— DESCRIPTION OF THE TASK —
Where does the string "download" occur in the records below? Copy every line that holds it.

::: PROVIDED ENTRIES

Issue #870, opened 2022-01-06
Some HLS WebVTT subtitles doesn't work


Dis90:
### Describe the bug
Here is a clear and concise description of what the problem is:

WebVTT subtitles in some HLS streams doesn't work.

(Case 1) On Kodi 19 and Kodi 20 these doesn't work. Kodi 19 doesn't show subtitles and on Kodi 20 video playback doesn't start.
[prog_index.txt](https://github.com/xbmc/inputstream.adaptive/files/7824316/prog_index.txt)
[caption_0.txt](https://github.com/xbmc/inputstream.adaptive/files/7824395/caption_0.txt)
[caption_1.txt](https://github.com/xbmc/inputstream.adaptive/files/7824318/caption_1.txt)
[master.txt](https://github.com/xbmc/inputstream.adaptive/files/7824319/master.txt)
Log Kodi 19: 
[kodi19.log](https://github.com/xbmc/inputstream.adaptive/files/7824329/kodi19.log)
Log Kodi 20:
[kodi20.log](https://github.com/xbmc/inputstream.adaptive/files/7824410/kodi20.log)

(Case 2) These does work on Kodi 19 but doesn't work on Kodi 20 (subtitles is listed in subtitles menu)
[subs.txt](https://github.com/xbmc/inputstream.adaptive/files/7824363/subs.txt)
[caption_0.txt](https://github.com/xbmc/inputstream.adaptive/files/7824365/caption_0.txt)
[master_new.txt](https://github.com/xbmc/inputstream.adaptive/files/7824366/master_new.txt)
Log Kodi 19:
[kodi19_new.log](https://github.com/xbmc/inputstream.adaptive/files/7824372/kodi19_new.log)
Log Kodi 20:
[kodi20_new.log](https://github.com/xbmc/inputstream.adaptive/files/7824428/kodi20_new.log)

## Expected Behavior
Here is a clear and concise description of what was expected to happen:

Subtitles to work.

### To Reproduce

1. 
2.
3.

### Debuglog

The debuglog can be found here:

### MPD/M3U8s/ISM

An example or copy of a manifest (or manifests for HLS - master and variants) can be found here:

### Screenshots 
Here are some links or screenshots to help explain the problem:

## Additional context or screenshots (if appropriate)
Here is some additional context or explanation that might help:

### Your Environment
Used Operating system:

 - [ ] Android
 - [ ] iOS
 - [ ] tvOS
 - [ ] Linux
 - [x] OSX
[...]

PR #875, opened 2022-01-15
[WebVTT] Fix sending segments packages

CastagnaIT:
We are talking about segmented WebVTT on HLS streams,
until now all the packages (of each segment) were being sent in the kodi demuxer just before the playback starts,
in general this could be not a big problem perhaps that is why it has never been fixed,
but the problem will be raised when a stream have a lot of segments

A case is on issue #870 (see case 1) where the stream have more than 1000 segments,
this means download and processing more than 1000 files before the playback with a huge delay some minutes before the video can start, a clearly useless effort...

The purpose of this fix is set the right PTS on each segment in order to download and send to the demuxer the packets during playback and not before start the playback

This also revert the changes introduced with PR #841 no longer needed

This PR needs also a change on Kodi parser to handle better the flush of data PR https://github.com/xbmc/xbmc/pull/20858

#### HLS test streams used (the first link for the PR, the others to verify no regressions)
WebVTT Segmented (30min - 60 segments): https://s3.amazonaws.com/_bc_dml/example-content/bipbop-advanced/bipbop_16x9_variant.m3u8
WebVTT "as single file": http://dash.edgesuite.net/akamai/test/caption_test/ElephantsDream/elephants_dream_480p_heaac5_1.mpd
WebVTT fMP4 ISO/IEC: http://media.axprod.net/ExoPlayer/Captions2/Manifest.mpd

Sidenote in the segmented test stream, the subtitles are not displayed immediately this is due to X-TIMESTAMP-MAP i think that need some other change, that not concern this PR

### DIFF
--- a/src/common/AdaptiveStream.cpp
+++ b/src/common/AdaptiveStream.cpp
@@ -696,26 +696,24 @@ bool AdaptiveStream::seek(uint64_t const pos)
   return false;
 }
 
-bool AdaptiveStream::getSize(unsigned long long& sz)
+bool AdaptiveStream::retrieveCurrentSegmentBufferSize(size_t& size)
 {
   if (state_ == STOPPED)
     return false;
 
   std::unique_lock<std::mutex> lckrw(thread_data_->mutex_rw_);
 
-  if (ensureSegment())
+  while (true)
   {
-    while (true)
+    if (worker_processing_)
     {
-      if (worker_processing_)
-      {
-        thread_data_->signal_rw_.wait(lckrw);
-        continue;
-      }
-      sz = segment_buffers_[0].buffer.size();
-      return true;
+      thread_data_->signal_rw_.wait(lckrw);
+      continue;
     }
+    size = segment_buffers_[0].buffer.size();
+    return true;
   }
+
   return false;
 }
 
@@ -877,7 +875,6 @@ void AdaptiveStream::stop()
   {
     const_cast<adaptive::AdaptiveTree::Representation*>(current_rep_)->flags_ &=
         ~adaptive::AdaptiveTree::Representation::ENABLED;
-    current_rep_->current_segment_ = 0;
   }
 
   if (thread_data_)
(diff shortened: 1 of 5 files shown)


glennguy (approved):

src/common/AdaptiveStream.cpp
```diff
@@ -696,26 +696,24 @@ bool AdaptiveStream::seek(uint64_t const pos)
   return false;
 }
 
-bool AdaptiveStream::getSize(unsigned long long& sz)
+bool AdaptiveStream::getSegmentBufferSize(size_t& size)
```
phunkyfish: I always find names like this strange. For me a getter should return what it gets. a function name like `segmentBufferSizeRetrieveable(size_t& size)` works better when used for flow control. But maybe it's just me.

phunkyfish (approved):
Just a comment really on function names when used for flow control. But nothing blocking for this PR. Nice work.

src/common/AdaptiveStream.cpp
CastagnaIT: maybe i prefer better as `getCurrentSegmentBufferSize` since should get data from the actual segment
@glennguy opinion?

glennguy: I think what phunkyfish is saying is that having the name start with get makes it seem like it's following convention of naming getter/setter functions - implies that the function should return some value or object, not a success/fail. His suggestion goes along with naming the function based on return type but I also see your point that it's assigning a value to the input parameter by 'getting' it from the segment....

I'm not too fussed either way and won't complain if it goes in as-is and we refactor more later on. Perhaps an idea could be to return the size from the function instead of bool, and where the code would return false it now returns -1 and we act accordingly?

CastagnaIT: ah ok i got it from the wrong angle...
no here we have unsigned value it is bad return negative value, then in this case i prefer rename it as
`retrieveCurrentSegmentBufferSize`

phunkyfish: Sorry, this comment was in no way supposed to hold up this PR. Just something for discussion 😉

CastagnaIT: no problem this will make it easier for me to keep it in mind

::::::

— EXERCISE ANSWER —
this means download and processing more than 1000 files before the playback with a huge delay some minutes before the video can start, a clearly useless effort...
The purpose of this fix is set the right PTS on each segment in order to download and send to the demuxer the packets during playback and not before start the playback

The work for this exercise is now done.